В книге рассказывается история главного героя, который сталкивается с различными проблемами и препятствиями на протяжении всего своего путешествия. По пути он встречает множество второстепенных персонажей, которые играют важные роли в истории. Благодаря опыту главного героя книга исследует такие темы, как любовь, потеря, надежда и стойкость. По мере того, как главный герой преодолевает свои трудности, он усваивает ценные уроки жизни и растет как личность.
В книге рассказывается история главного героя, который сталкивается с различными проблемами и препятствиями на протяжении всего своего путешествия. По пути он встречает множество второстепенных персонажей, которые играют важные роли в истории. Благодаря опыту главного героя книга исследует такие темы, как любовь, потеря, надежда и стойкость. По мере того, как главный герой преодолевает свои трудности, он усваивает ценные уроки жизни и растет как личность.
В книге рассказывается история главного героя, который сталкивается с различными проблемами и препятствиями на протяжении всего своего путешествия. По пути он встречает множество второстепенных персонажей, которые играют важные роли в истории. Благодаря опыту главного героя книга исследует такие темы, как любовь, потеря, надежда и стойкость. По мере того, как главный герой преодолевает свои трудности, он усваивает ценные уроки жизни и растет как личность.
Александр Филонов о книге Джона Джея Робинсона «Темницы, Огонь и Мечи».Я всегда считал, что религии подобны людям: пока мы молоды, мы категоричны в своих суждениях, дерзки и готовы драться за них. И только с возрастом приходит умение понимать других и даже высшая форма дерзости – способность увидеть и признать собственные ошибки.

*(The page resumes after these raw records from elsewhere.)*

Issue #668, opened 2025-11-11
Integration won't load


willkpalmer:
**Describe the bug**
Integration won't load on HA Restart or using the reload option

**Screenshots**
![Screenshot_20251111-193152.png](https://github.com/user-attachments/assets/99790cc4-8894-48ca-bca9-0beb411428ef)

**Logfile**
Logger: custom_components.audiconnect.audi_account
Source: custom_components/audiconnect/audi_account.py:208
integration: Audi Connect (documentation, issues)
First occurred: 19:24:13 (2 occurrences)
Last logged: 19:25:32

Failed refresh cloud 

**Your Vehicle Details**
Model: e-tron 55
Year: 2021
Type (Gas/Hybrid/Electric): Electric
Region (EU/US/CA/CN): EU

sspierenburg:
Most probably this is caused by rate limiting. I have seen the same problem and I’m having problems with the app too and logging into the main user in the car is also not working. I’ve disabled the integration temporarily to check if the account will recover itself

sspierenburg:
I can confirm everything recovered, so it's rate limiting. The question whether they limit on amount of requests or fingerprinting remains.

chrisrbk86:
I get this problem from time to time, and I’m currently facing it now. 

What’s the fix, to disable it? How long for? I tried 12 hours and it still doesn’t work. 

Any suggestions? Thanks.

PR #675, opened 2025-11-29
feat: Add option to exclude specific VINs to prevent rate limiting

breinkober:
This update introduces a new configuration option to filter out specific VINs from being queried. This addresses an issue where querying retired or problematic vehicles (e.g., old leases still linked to the account) on deprecated endpoints could trigger API rate limits and temporary account bans. #668

Changes:
- Added `CONF_FILTER_VINS` constant.
- Updated `config_flow.py` to include a "Filter VINs" field in the integration options (comma-separated list).
- Updated `AudiConnectAccount` to accept and store excluded VINs.
- Modified `AudiConnectAccount.update` to skip vehicle discovery and updates for VINs in the exclusion list.
- Updated `audi_account.py` to pass the configured exclusion list during initialization.

### DIFF
--- a/.github/workflows/release.yml
+++ b/.github/workflows/release.yml
@@ -7,7 +7,7 @@ jobs:
   build:
     runs-on: ubuntu-latest
     steps:
-      - uses: actions/checkout@v5
+      - uses: actions/checkout@v6
 
       - name: Gets semantic release info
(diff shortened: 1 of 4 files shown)


Kolbi:
Merged. String & Translations are missing.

Восточные религии, рассуждал я, веротерпимы и миролюбивы, в иудаизме – религии Ветхого Завета – молитва за мир занимает чуть ли не центральное место. И даже христианство – религия Нового Завета – уже пережило двадцать веков и набралось терпимости, но пока было помоложе – шли бесчисленные войны за веру, насильственное обращение язычников (вспомните хотя бы крещение Руси, когда киевлян загоняли в Днепр, чтобы народ принял крещение водой)… Поэтому, думал я, мусульманская религия, как самая молодая, столь воинственна и нетерпима к инакомыслию.